It's one of those classic Friday afternoon in the office discussions. Who's the greatest Bond? Who's the greatest Formula One driver of all time? What's the All Time Ashes XI? And what's the best movie never made? Candidates would have to include Kubrick's Napoleon, Coppola's Megalopolis, Gilliam's Don Quixote and evidently, Jodorowsky's Dune. And making the case for Dune comes Frank Pavich with his meticulously researched, lovingly crafted access all areas documentary. According to the end credits, Pavich has already succeeded in prompting "Jodo" to work in cinema again, after a 23 year hiatus, and we have to be thankful for that. If in any small way this doc succeeds in reinvigorating studio finance for the film that would be the jackpot. But at the very least, I'd love to see a facsimile edition of the infamous Dune Book reproduced in the wake of this movie.

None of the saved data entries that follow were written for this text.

Issue #895, opened 2023-10-17
Stub out components not yet in 4.x


briand44:
3.x currently has components not yet in 4.x. We should stub those out in 4.x prior to https://github.com/uiowa/uids/issues/892
```[tasklist]
### Tasks
- [x] Create a list of components that 3.x has that 4.x does not have
- [x] Use that list to create stubs in the 4.x branch.
```

GaryRidgway:
**These are the components we have identified from v3 that should move**

Accordion
Background
Badge
Banner
Blockquote
~~Colors~~
CTA
Footer
Slider
Stat
Tables
Tabs

pyrello:
Looks like this wasn't set to automatically close with #896

PR #896, opened 2023-10-30
Stub out unimplemented uids3 components in uids4

GaryRidgway:
Tracks: https://github.com/uiowa/uids/issues/895

## To test
1. pull down this branch of UIDS
2. Check that the following items are stubbed out in the "Not implemented" section
Accordion
Background
Badge
Banner
Blockquote
~~Colors~~
CTA
Footer
Slider
Stat
Tables
Tabs


joewhitsitt:
I can try to pull and test this

joewhitsitt:
Not in-scope but I noticed we have story/basic-example--default available. Should that be removed?

/story/components-stub--info is also showing up. not sure if that was intended based on this PR's summary.

I missed the portion of EoD when this was presented and the conversation after it, but do we want to say, "We are in the process of moving this component to UIDS 4," or should we switch to a less committed, "This component has yet to be implemented in UIDS 4"

joewhitsitt:
There is a "stub" for every component listed above.

GaryRidgway:
> Not in-scope but I noticed we have story/basic-example--default available. Should that be removed?

I think so, if we need it, we can always add it back from an older commit.

> /story/components-stub--info is also showing up. not sure if that was intended based on this PR's summary.

Good catch, I have removed that.

> I missed the portion of EoD when this was presented and the conversation after it, but do we want to say, "We are in the process of moving this component to UIDS 4," or should we switch to a less committed, "This component has yet to be implemented in UIDS 4"

I like your non committal option! I will add that.

pyrello:
> > I missed the portion of EoD when this was presented and the conversation after it, but do we want to say, "We are in the process of moving this component to UIDS 4," or should we switch to a less committed, "This component has yet to be implemented in UIDS 4"

> I like your non committal option! I will add that.

I think we had previously discussed a version of this that included the word "yet" and thought that maybe it conveyed that it was taking a while. The removal of "yet" was meant to make the statement neutral with regard to whether we should have moved it already or not.

GaryRidgway:
> > > I missed the portion of EoD when this was presented and the conversation after it, but do we want to say, "We are in the process of moving this component to UIDS 4," or should we switch to a less committed, "This component has yet to be implemented in UIDS 4"
> 
> > I like your non committal option! I will add that.
> 
> I think we had previously discussed a version of this that included the word "yet" and thought that maybe it conveyed that it was taking a while. The removal of "yet" was meant to make the statement neutral with regard to whether we should have moved it already or not.

Ah, good point. I've adjusted it again.

GaryRidgway:
> Not in-scope but I noticed we have story/basic-example--default available. Should that be removed?


It has now been removed!

joewhitsitt:
The recent changes have satisfied my concerns. It looks like @pyrello is also taking a look so I am going to hold on approval.

pyrello (approved):
This is a good step towards what we need to move to 4 as the default. Nice work, @GaryRidgway!

Issue #892, opened 2023-10-05
4.x - Move 4.x branch to replace 3.x at uids.brand.uiowa.edu


bspeare:
As a campus developer, I can visit uids.brand.uiowa.edu and see an updated version of UIDS4 using Storybook and Vue.js

# Proposed Solution

```[tasklist]
### Tasks
- [x] Update build process to move 4.x branch to replace 3.x at uids.brand.uiowa.edu
- [x] Move 3.x branch so that is available at an archived directory
- [x] Hide unfinished components in 4.x
- [x] Build pages in 4.x branch to link to 3.x branch components that aren't finished in 4.x yet
- [x] Update links on brand.uiowa.edu to UIDS header and footer
- [x] Manually clean up gh-pages
```

joewhitsitt:
Just recently, I know folks have been referencing the header and footer "components". Do we need to stub these out as well?

https://brand.uiowa.edu/applying-brand/web

briand44:
Grooming conversation... Do minimum, stubs for things not transitioned and link to v3. Easy components to transfer likely address in a follow up.

GaryRidgway:
- Change v4 to be the main design system branch, and put v3 on a feature branch that will be accessed at uids.brand.uiowa.edu/v3
- Create stubs for 4x for components that we don't have components for in 4x.
- Link those stubs to the 3x versions of the components.

briand44:
Discussed having a separate slice for stubbing out components that haven't transitioned to 4.x yet and tackle that prior to this slice.

briand44:
Grooming conversation... Possibly a slice of hiding components in 3.x that we don't plan on migrating. Can't remove because still in use by uids_base. What does hiding entail? Removing documentation, remove/make inaccessible to fractal build process but leave css/scss.

Remove or make inaccessible to fractal build documentation files or components that we want to hide. We need to start by figuring out what the list is.

size - small to medium

bspeare:
Update GitHub actions build process for 3.x and 4.x.

e-marie-w:
Yesterday, we updated the build process, so uids.brand.uiowa.edu now reflects the 4.x branch. By clicking on a Not Implemented component, users can get to the 3.x components still. Knowing that, do we still need to create uids.brand.uiowa.edu/v3? Or is that what's meant by the `Move 3.x branch so that is available at an archived directory` step?

[...]

PR #905, opened 2023-11-17
3.x Fix build process so 3.x branches successfully build to 3.x directory

e-marie-w:
Yet another piece of #892. 

Removed code previously added to stop 3.x from building to /latest, in case it is also blocking us from building to /3.x.


pyrello (approved):
Reviewed, will be tested by merge + build. Let's see if it works!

So what is the book, since it's at the heart of this film? It's the step by step all colour storyboard of Jodo's vision, as mediated by artists of the calibre of HR Giger, Moebius and Dan O'Banon and Chris Ross. It shows the ambition, artistry and sheer imagination that used Frank Herbert's metaphysical space saga as a springboard for a kind of sci-fi consciousness expansion project. For Jodo is always ambitious! He was gathering together genius "spiritual warriors" to alter the minds of a generation, with a cast including Dali, Mick Jagger, Orson Welles, and his own son as the Messiah.
When you see the storyboards and hear the gonzo tales of recruitment and inspiration you can't help but be mesmerised by Jodo. He's so charismatic and energetic at eighty he must really have been something when he put the team and the book together in his forties. I guess it shouldn't have come as a surprise, no matter how polished and impressive the book was, that Hollywood wasn't going to fund the project. Jodo's background was in surrealist radical theatre and his two previous films, El Topo and The Sacred Mountain were equally genius and crazy: prophets shitting golden turds and the like.
I loved seeing the creators light up at describing the wonder of collaboration on this project. And the one time the mischievous Jodo gets genuinely angry - when he describes how he wasn't allowed to make the movie - it's genuinely heartbreaking. But perhaps the greatest epitaph for Jodo's Dune is when Frank Pavich shows us the influence of the book that must surely have done the rounds of every Hollywood producer and creative artist. You can see it in Star Wars and Alien and Raiders of the Lost Ark and Flash Gordon, and every movie that those movies influenced. It's just a shame that the disappointment seems to have slowed down Jodo's own cinematic, if not literary, output.
There's nothing not to like in this movie. It oozes love for cinema, and Jodo makes for a fascinating narrator. God bless the rogues and warriors!
JODOROWSKY'S DUNE played Cannes, Telluride and London 2013. It does not yet have a commercial release date. The movie has a running time of 90 minutes.